Choix difficile pour l’exemple tant certaines bandes originales sont devenues cultissimes : la série des Angélique ; les OSS 117 ; les Fantômas ; Mélodie en sous-sol, Les Barbouzes ; Les Tontons flingueurs, Le repos du guerrier, Belle de jour, Le vice et la vertu ; Compartiment tueurs , Galia ; Moi y en a vouloir des sous, Les Chinois à Paris, Tout le monde il est beau, tout le monde il est gentil, etc. Tous les styles y passaient, du symphonique au jazz, du rock à la pop, avec une remarquable intelligence musicale.
En 1962, il acheta le château d'Hérouville (Val d'Oise) et, dans une aile, il stocka toutes les bandes originales de ses œuvres qui disparurent en fumée lors d’un incendie criminel en 1969. Une véritable catastrophe pour Magne qui n’en avait aucune copie et qui dut les recréer. Pour se faire, il lui fallait un outil de travail. Il installa alors un studio d'enregistrement professionnel et, pour l'exploiter commercialement, il fonda la Société d'Enregistrement Michel Magne. C’est ainsi qu’il inventa le concept de studio résidentiel où les musiciens vivent, mangent, dorment, et enregistrent, coupés du monde pendant des semaines, loin des pressions. Le succès fut énorme et parmi ceux qui y enregistrèrent un ou plusieurs albums : Canned Heat, Elton John, Cat Stevens, Pink Floyd, Magma, Eddy Mitchell, Nino Ferrer, David Bowie, et tellement d’autres. On imagine les concerts mémorables qui eurent ont lieu dans le parc de sa propriété.

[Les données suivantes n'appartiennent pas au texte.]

PR #692, opened 2020-05-05
emu: fix homebrew installation and add game patches

IllusionMan1212:
~`git blame watchful`~
i also added game patches just so they don't fall under the last else statement and overwrite the original game files

### DIFF
--- a/vita3k/interface.cpp
+++ b/vita3k/interface.cpp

Mais derrière cette réussite idyllique, se cachaient de sérieux problèmes de gestion. Sa générosité, l'accueil fastueux qu'il réservait aux artistes le conduisirent à la faillite. Contraint de céder le château (1979), il s'exila dans le sud de la France. De retour à Paris, il ne retrouva jamais son statut de grand compositeur de musique de films qui avait été le sien.
Ruminant cet échec, rongé par le sentiment d'avoir été injustement spolié d'une part essentielle de sa vie, il se suicida dans une chambre du Novotel de Pontoise.
Parmi les quelques B.O. qu’il signa encore dans les années 80, il y a celle des Misérables de Robert Hossein (1982) dans laquelle il composa le Requiem des barricades* qui accompagne un épisode tragique du film. Des destins foudroyés comme le sien. Il se dit qu’il pensa ce Requiem pour lui-même. Michel Magne n'a pas de tombe. Ses cendres reposent dans la case 1289 du columbarium du Père-Lachaise.
*Le requiem est de suite suivi du thème final, puis de celui de 1958 par Georges van Parys (1902-1971), autre grand compositeur.